Total RNA was extracted using Trizol (Invitrogen, Carlsbad, CA), and reverse transcription was performed with the PrimeScript RT reagent kit (Takara). mRNA expression levels were quantified by real-time PCR using the SYBR Premix Ex Taq kit on a Roche LightCycler 480 system (Roche Diagnostics, IN, USA). The primers used for mRNA detection were listed in Supplementary Table 2. The results were analyzed using the 2−ΔΔCt method.
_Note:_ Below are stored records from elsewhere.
PR #307, opened 2026-07-10
fix: make WebSocket path configurable for EMQX compatibility

bplein:
## Summary
  - Fixes WebSocket connection failures with EMQX broker, which serves MQTT over WebSocket at `/mqtt` instead of `/`
  - Adds a new `ws_path` broker config option (default: `/` for backwards compatibility)
  - Existing configs default to `/` on next save, maintaining compatibility with most broker deployments.
  - Allows users of different brokers to customize the MQTT path if needed

  ## Context
  The hardcoded `ws_set_options(path="/", ...)` caused the Home Assistant integration to fail when connecting to EMQX, which expects WebSocket connections at the `/mqtt` path. This is the default WebSocket
  endpoint for EMQX deployments.

  ## Changes
  - `mqtt_uploader.py`: Added `ws_path` field to `BrokerConfig` with default `/`
  - `mqtt_uploader.py`: Pass `ws_path` from broker settings when creating `BrokerConfig`
  - `mqtt_uploader.py`: Use `broker.ws_path` instead of hardcoded `/` in `ws_set_options`
  - `config_flow.py`: Added `ws_path` field to broker config UI form
  - `config_flow.py`: Persist `ws_path` value when saving broker configuration

  ## Testing
  - Verified against EMQX 6.2.0 with WebSocket at `/mqtt`
  - Backward compatible — existing configs without `ws_path` default to `/`
  - Users can override to any path via the HA integration config UI
  - **Note:** Not yet tested with non-EMQX brokers — please test with your broker and report any issues
  
  ## Admission of Guilt
  - I used Claude to develop this fix, but I do understand the relatively minor changes made to the code.
  - I have not tested it against other popular brokers.

### DIFF
--- a/custom_components/meshcore/config_flow.py
+++ b/custom_components/meshcore/config_flow.py
@@ -1099,7 +1099,7 @@ class OptionsFlowHandler(config_entries.OptionsFlow):
                 "owner_email": user_input.get("owner_email", ""),
                 "topic_status": user_input.get("topic_status", DEFAULT_MQTT_TOPIC_STATUS),
                 "topic_events": user_input.get("topic_events", DEFAULT_MQTT_TOPIC_EVENTS),
-                 "ws_path": user_input.get("ws_path", "/mqtt"),
+                "ws_path": user_input.get("ws_path", "/mqtt"),
                 "iata": user_input.get("iata", legacy_global_iata),
                 "token_ttl_seconds": user_input.get("token_ttl_seconds", legacy_global_ttl),
                 "payload_mode": user_input.get("payload_mode", "packet"),
--- a/custom_components/meshcore/config_flow.py
+++ b/custom_components/meshcore/config_flow.py
@@ -1099,7 +1099,7 @@ class OptionsFlowHandler(config_entries.OptionsFlow):
                 "owner_email": user_input.get("owner_email", ""),
                 "topic_status": user_input.get("topic_status", DEFAULT_MQTT_TOPIC_STATUS),
                 "topic_events": user_input.get("topic_events", DEFAULT_MQTT_TOPIC_EVENTS),
-                "ws_path": user_input.get("ws_path", "/mqtt"),
+                "ws_path": user_input.get("ws_path", "/"),
                 "iata": user_input.get("iata", legacy_global_iata),
                 "token_ttl_seconds": user_input.get("token_ttl_seconds", legacy_global_ttl),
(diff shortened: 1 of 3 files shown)


custom_components/meshcore/config_flow.py
```diff
@@ -1099,6 +1099,7 @@ async def async_step_mqtt_broker(self, user_input=None):
                 "owner_email": user_input.get("owner_email", ""),
                 "topic_status": user_input.get("topic_status", DEFAULT_MQTT_TOPIC_STATUS),
                 "topic_events": user_input.get("topic_events", DEFAULT_MQTT_TOPIC_EVENTS),
+                 "ws_path": user_input.get("ws_path", "/mqtt"),
```
andyshinn: Minor nit: indentation aligned on 4 space.

```suggestion
                "ws_path": user_input.get("ws_path", "/mqtt"),
```

custom_components/meshcore/mqtt_uploader.py
```diff
@@ -74,6 +74,7 @@ class BrokerConfig:
     client_id_prefix: str
     topic_status: str
     topic_packets: str
+    ws_path: str = "/mqtt"
```
andyshinn: The existing default was `/` and this changes the new default to `/mqtt`. It might make sense to change the default to `/` unless we know that `/mqtt` is what most users are already using.

bplein: That does make sense. I’ll make the change today.

bplein: There were additional places where this incorrect default was set.  Fixed and tested with https://github.com/meshcore-dev/meshcore-ha/pull/307/changes/4f79a85287abdf889cc63d23b3f05a8e4ebd3520

bplein:
Converted to draft, unexpected issue I need to resolve on my end (may not be related to the PR itself)

bplein:
Errors were configuration issues on EMQX.

awolden (changes requested):
Looks good, one thing before merge: add `ws_path` to the `mqtt_broker` step in `translations/en.json` (data + data_description), otherwise the form renders the raw key. While you're in there: `.strip() or "/"` instead of `or "/").strip()` so whitespace input falls back too, and the indentation on that `).strip()` line is off. README lines could use a quick reword and have trailing whitespace.

PR #323, opened 2016-07-28
Adding FsShelter reference

et1975:
Distributed Computing/FsShelter - [FsShelter](https://github.com/Prolucid/FsShelter)
F# library for authoring Apache Storm topologies - high level abstractions for distributed event stream processing using statically typed streams.


pleb:
I struggled with satisfying "Generally useful to the community". However, considering this is a niche area I think the rule does not need to apply here

PR #328, opened 2016-08-10
Added Netling

AsifMushtaq:
Test/Netling - https://github.com/hallatore/Netling

Netling includes both a WPF and Console client and is cleanly factored with a Core project that does all the work. With the WPF version you do test and then optionally mark that test as a baseline. Then you can make small changes as you like and do a quick retest. You'll get red (bad) or green (good) results if things get better. This should probably be adjusted to ensure it is visible for those with red-green color blindness. Regardless, it's a nice clean UI and definitely something you'll want to through into your utilities folder and call upon often!

687474703a2f2f692e696d6775722e636f6d2f687054624873712e706e67

687474703a2f2f692e696d6775722e636f6d2f386762506b784b2e706e67


pleb:
Hi @AsifMushtaq. Thanks for the contribute. Keep up the good work!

To determine the abundance of bacteria, genomic DNA was extracted from fecal samples using the Fecal Genome DNA Extraction Kit (TIANGEN; #DP328). The extracted DNA was then precipitated by centrifugation at 12,000 × g for 2 min in a microcentrifuge. Following precipitation, the DNA was washed with 70% ethanol and resuspended in nuclease-free water. The genomic DNA of A. muciniphila was used to establish a standard curve via RT-qPCR. The SYBR Green Realtime PCR Master Mix (QPK-201, TOYOBO) was employed for the qPCR reactions. The reaction conditions consisted of an initial denaturation at 95 °C for 30 s, followed by 40 cycles of amplification: 95 °C for 5 s, 60 °C for 10 s, and 72 °C for 15 s. Various concentrations of genomic DNA were used as templates to obtain corresponding Ct values.

Western blot analysis

Protein samples were extracted from mouse hearts, NMVMs, or H9C2 cells and separated using SDS-PAGE. The proteins were then transferred onto PVDF membranes (Sigma). The membranes were blocked for 5 min at room temperature using a protein-free rapid sealing solution (G2052, Servicebio, Wuhan, China), followed by overnight incubation at 4 °C with the specified primary antibodies. After washing, the membranes were incubated with secondary antibodies for 1 h at room temperature. Bands were visualized using an ECL kit (Beyotime, Jiangsu, China), and protein levels were quantified with ImageJ software. Relative protein expression, normalized to GAPDH, was displayed. The information on antibodies was listed in Supplementary Table 3.

Statistical analysis

Statistical analysis for the main and Supplementary Figures was conducted using GraphPad Prism versions 9 and 10. Significance was assessed with either an unpaired, two-tailed Student’s t test or a one-way analysis of variance (ANOVA) followed by the SNK multiple comparisons test for post hoc analysis. Normality was checked using the Shapiro–Wilk test before applying parametric statistics. For groups with unequal variances, t tests or ANOVA with Welch’s correction were used. For non-normal distributions, the Mann–Whitney or Kruskal–Wallis test was employed. P value <0.05 was considered statistically significant. Error bars indicate SD (standard deviation) unless stated otherwise.